A loss was gain seen in crude futures after they rose more than 4 per cent on this Thursday as the equity market exhibited strong sales, the bad news out of China saw some respite and the potential for more monetary funds from Europe which added to risk taking in crude oil.
But the positivity faded by the time afternoon trading had begun. By that time, the prices of oil had come down from the morning highs by the noon on Thursday, most likely owing to the prevailing weak market conditions for crude oil after the data on Wednesday showcased a big build in the inventories of the U.S.
The front-month crude oil of the U.S. closed up 1 per cent and ended at US$46.75 per barrel. The contract in Brent for front month sales, which is the benchmark for global oil futures, saw a brief negative turn and was up 27 cents, worth US$50.80 per barrel. It had increased by more than US$2 at the start of the day.
Tariq Zahir, a trader in the crude oil division at the Tyche Capital Advisors based in Laurel Hollow in New York, said that the day’s developments can be called a risk. It is reminiscent of the action of the previous day when crude had moved up with the equity market even as the fundamentals are frail.
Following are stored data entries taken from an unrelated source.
PR #2904, opened 2019-06-19
[WIP] Increase tolerated trade limit from 0.01 BTC to 0.02 BTC

### LINKED ISSUE #95: Increase buy limit for new accounts from 0.01 to 0.02 BTC
> _This is a Bisq Network proposal. Please familiarize yourself with the [submission and review process](https://docs.bisq.network/proposals.html)._

Please vote this proposal on the DAO.

A restriction on buying more than 0.01 BTC for users with fiat payment accounts created after March 1st 2019 was put into effect to increase security after 1 scammer issue. Such small amounts are uneconomic to trade as mining fees can represent 10%+ of traded amount.

### **We propose increasing this limit to 0.02 BTC**. 
This is still low enough to make stolen bank account fraud uneconomic (as each trade increases chance of detection for the scammer) while allowing new users to buy a meaningful amount of BTC with fiat on Bisq.

--Clarification: we propose enacting this change _regardless_ of what happens with protection tools discussed in #79 #93 #83. The limit should be increased even if these new tools have not yet been implemented, as proposed in #91.

ripcurlx:
Fixes https://github.com/bisq-network/proposals/issues/95.

### DIFF
--- a/core/src/main/java/bisq/core/offer/OfferRestrictions.java
+++ b/core/src/main/java/bisq/core/offer/OfferRestrictions.java
@@ -23,7 +23,7 @@ import bisq.core.trade.Trade;
 import org.bitcoinj.core.Coin;
 
 public class OfferRestrictions {
-    public static Coin TOLERATED_SMALL_TRADE_AMOUNT = Coin.parseCoin("0.01");
+    public static Coin TOLERATED_SMALL_TRADE_AMOUNT = Coin.parseCoin("0.02");
 
     public static boolean isOfferRisky(Offer offer) {
         return offer != null &&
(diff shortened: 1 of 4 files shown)


devinbileck (approved):
utACK

sqrrm:
What is the effect on compatibility of old and new clients when we hard code a change like this? Will old clients just see new offers that they consider risky and not be able to trade with them? Will new clients try to take offers of > 0.01 from old clients and get rejected? Should we try to handle at least future cases with some kind of versioning so that it doesn't cause too much extra support and arbitration work?

ripcurlx:
Closing branch for now because of the backwards compatibility risk and the upcoming account signing feature.

PR #2915, opened 2019-06-23
Wait for initialized wallet before processing dispute msgs, fix #2914

### LINKED ISSUE #2914: Nullpointer Exception while startup
Just starting (before entering passwd) I get the stack see attachement
[NullPointerWhileStart.txt](https://github.com/bisq-network/bisq/files/3316631/NullPointerWhileStart.txt)
After entering passwd app hangs in startscreen showing number of peers

sqrrm:


core/src/main/java/bisq/core/arbitration/DisputeManager.java
```diff
@@ -266,6 +268,13 @@ private boolean isReadyForTxBroadcast() {
     }
 
     private void applyMessages() {
+        // Some messages can't be handled until all the services are properly initialized.
+        // In particular it's not possible to complete the signing of a dispute payout
+        // by an encrypted wallet until after it's been decrypted.
+        if (!servicesInitialized) {
+            return;
```
devinbileck: Just wondering if it would make more sense to put this check in tryApplyMessages? Since it appears to be the only caller of applyMessages and has an additional check.

devinbileck (approved):
utACK

core/src/main/java/bisq/core/arbitration/DisputeManager.java
sqrrm: I moved to the readiness check, looks much more reasonable, thanks.

sqrrm: Please ack again if it looks good.

devinbileck (approved):
utACK

PR #2920, opened 2019-06-24
Resurrect testnet

devinbileck:
In order to perform more in depth testing, as opposed to simply using regtest, particularly for potential bitcoinj 0.15 integration, I have resurrected testnet. Since the old testnet seednode is no longer maintained by Manfred, I am currently running a seednode and have also created a BSQ genesis transaction. In the process of learning how to create the BSQ genesis transaction and struggling to do it using the Bitcoin core wallet, I created a shell script that can be used to quickly and easily generate one on either testnet or regtest.

Note, as we encountered previously, testnet continues to be volatile and frequently encounter very quick blocks. This means it cannot be used for reliable timing of DAO phases/cycles. Even so, it is still a good test environment.


sqrrm (approved):
utACK

Great script to have. Would've been good to have while developing the DAO.

Issue #2910, opened 2019-06-21
Major errors happening when user tries to accept trade.


spottedmarley:
This error has happened several times since version 1.0 but this is the first time I have had the opportunity to get a screen capture of the actual error dialog and the log file to go with. I have traded alot using bisq and this never used to happen before 1.0.

What is common to each time I've seen this issue is that I have several open "money order" trades that are in the "Payment started" faze and waiting for me to receive and confirm payment. Then someone tries to accept one of my open trade offers and I get flooded with errors. The initial error states that someone attempted to accept my trade offer and an error occured.. this dialog only has a "close" button.. when I click "close" then I get the dialog that you see in the screen shot: Please see attached screen shot of the error dialog and log file.

You can even see in the screen shot that Bisq is telling me that "Your offer has been accepted ..." that is what sets this error off. The offer is not actually accepted though.

Here is the error that is copied to my clipboard: PeerAddress must not be null (sendEncryptedMailboxMessage)

When this error occures it tends to also corrupt my entire portfolio so that ALL of my trades are no longer listed. All my open trades and open offers are gone.

I have incremental backups of my data folder so I can recover from this but why does this keep happening? Like I said, it never happened until v1.0 and the DAO was turned on in the client.

![bisq-error-2](https://user-images.githubusercontent.com/2573814/59896012-db0d7780-93b4-11e9-96fa-446174229c12.png)
[bisq.log](https://github.com/bisq-network/bisq/files/3312911/bisq.log)

You may also notice from the screen shot that, yes, I am currently watching the first season of Miami Vice.

spottedmarley:
I'm going back to v0.9.8 until the platform is a little more stable. Works like a charm :)

a123b:
@spottedmarley The error message popped up ~3 minutes before the "Your offer has been accepted" message, right? It would be interesting to know whether the portfolio gets wiped after the error message or only after the trade notification.

Quick breakdown of the log file:
- We are a maker selling BTC
- Someone tries to take the offer
- We disagree about the market price with a difference slightly above the max. allowed 1%
- Sending the `AckMessage` for the taker's `PayDepositRequest` with the error message about the price disagreement fails because the `PeerAddress` is `null`
- ~3 minutes later, the taker tries taking the offer again, this time, the price difference is within tolerance and everything works as expected (deposit tx gets published)

[...]

PR #2926, opened 2019-06-27
[WIP] Don't ask for trade volume if non positive price, fix #2925

### LINKED ISSUE #2925: Locked up funds from a failed trade
See also issue #2924 reported just minutes ago.

This issue came with to pop-ups.

First pop-up is a warning about locked-up funds from a failed trade
Warning-locked-up-funds

Second pop-up is an error with java.lang.IllegalArgumentException. This one asks me to file an issue.
Error-illegal-argument

Finally I'm sending you the corresponding log file
[bisq.log](https://github.com/bisq-network/bisq/files/3334369/bisq.log)

Thanks

sqrrm:
I have been able to test this, not sure how to provoke the 0 price trade. Seems reasonable to return null amount for non positive prices though.

### DIFF
--- a/core/src/main/java/bisq/core/trade/Trade.java
+++ b/core/src/main/java/bisq/core/trade/Trade.java
@@ -716,7 +716,8 @@ public abstract class Trade implements Tradable, Model {
 
     @Nullable
     public Volume getTradeVolume() {
-        if (getTradeAmount() != null && getTradePrice() != null) {
+        if (getTradeAmount() != null && getTradePrice() != null &&
+                getTradePrice().getMonetary().getValue() > 0) {
             Volume volumeByAmount = getTradePrice().getVolumeByAmount(getTradeAmount());
             if (offer != null) {
                 if (offer.getPaymentMethod().getId().equals(PaymentMethod.HAL_CASH_ID))


a123b:
Wouldn't it be much better to fix this by ensuring that the `tradePrice` property can never be non-positive? Negative or zero values don't make any sense whatsoever and might cause even bigger problems somewhere else in the code...

devinbileck:
I agree it would be ideal to find and resolve the underlying issue. I am wondering if it is similar to #2915 in that something wasn't completely initialized when the taker took the offer, hence a null peer address and invalid trade price. Perhaps we need an additional check in https://github.com/bisq-network/bisq/blob/master/desktop/src/main/java/bisq/desktop/util/GUIUtil.java#L737

devinbileck:
I think it may be due to the fact that if the price is not in tolerance, it does not set the trade price.
https://github.com/bisq-network/bisq/blob/master/core/src/main/java/bisq/core/trade/protocol/tasks/maker/MakerProcessPayDepositRequest.java#L85

Perhaps should setTradePrice prior to checkTradePriceTolerance.

ManfredKarrer:
@devinbileck 
No setTradePrice have to be after the check as we don't want to write a possible incorrect price into the trade object. If the price provider never delivered a price the check will fail but I don't remember to have seen that ever and I am not aware of any issues with provider nodes, they run usually very stable.

ManfredKarrer:
To add the extra check in getTradeVolume would return a null and it can be that this will cause other issuer later, so I am not sure if that fix would make the problem better. I agree we should find out what happened exactly. If the user can provide the full logs that might help. If the price was never delivered that should be visible.

a123b:
I _think_ I know what's happening:
- `TradeManager` adds trade in `handlePayDepositRequest()`
- Price disagreement leads to NullPointerException (see [my comment on #2910](https://github.com/bisq-network/bisq/issues/2910#issuecomment-505533956))
- Thus, `cleanupTradableOnFault()` never gets called in [TradeProtocol.java#L173](https://github.com/bisq-network/bisq/blob/v1.1.2/core/src/main/java/bisq/core/trade/protocol/TradeProtocol.java#L173) and the trade falsely stays in the TradeManager/Open Trades list
- On the next `handlePayDepositRequest()`, the trade gets added _again_, so we have it in the TradeManager _twice_: One correct version and one version without a price

Thoughts?
If this is correct, do you think my fix of the underlying NPE in #2928 is enough or should we ensure that whenever a trade is added to the TradeManager's `tradableList`, already existing entries with the same ID are removed first to prevent possible similar issues like this in the future?

ManfredKarrer:
@a123b Great finding! Would be best if you can reproduce that on a local regtest setup to verify the assuption but looks likely that this is a correct analysis. Once reproduceable it's easier to see what path is the best to fix it. The price disagreement should already clean up the trade state, so I think that might be the best place to fix it. 

To strategy to fail in case of uncertainty is intentional. Better to end up in a dispute where a human arbitrator can resolve the issue than that the protocol continues and make a wrong payout.

sqrrm:
I have managed to reproduce it using the following steps in regtest:
1. Alice create offer
1. Bob, running modified source doubling the price when taking offers, tries to take the offer. Alice sees the same issue as #2910 
1. Bob restarts running from unmodified master and takes the same offer. Alice sees the same issue as #2925

sqrrm:
@a123b After reproducing and following what's going on you seem to be spot on. The fix in https://github.com/bisq-network/bisq/pull/2928 solves all of the issues as you describe in https://github.com/bisq-network/bisq/issues/2910#issuecomment-505533956 and https://github.com/bisq-network/bisq/pull/2926#issuecomment-506949237

This PR solves the issue of displaying the already erroneously added 0 price trade item which could be nice for the users who already has such trades in their history. We could alternatively look at purging the saved trades for those users.

sqrrm:
I opened another PR for the purging of failed trades due to price disagreement at https://github.com/bisq-network/bisq/pull/2930

I think that one makes the most sense to merge since it will fix the issues users with broken trades.

@a123b I wasn't able to suggest you as a reviewer, I suppose you're not in the bisq org. Consider joining, your contributions are great.

sqrrm:
When I think about it, perhaps it makes more sense to just make a separate build for those with broken histories from that branch to avoid affecting everyone else. Once run and the purged trade list is saved they can return to using the main release.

On the Wall Street too, stocks rallied at the start of the day owing to expectations that a positive jobs report of the U.S. of August would provide for the decision of Federal Reserve about the timing of a price hike.
What added to the support for oil was the pledge of the European Central Bank for keeping the monitory policy a bit loose and promptly act when the need was seen, due to weak growth forecasts and inflation.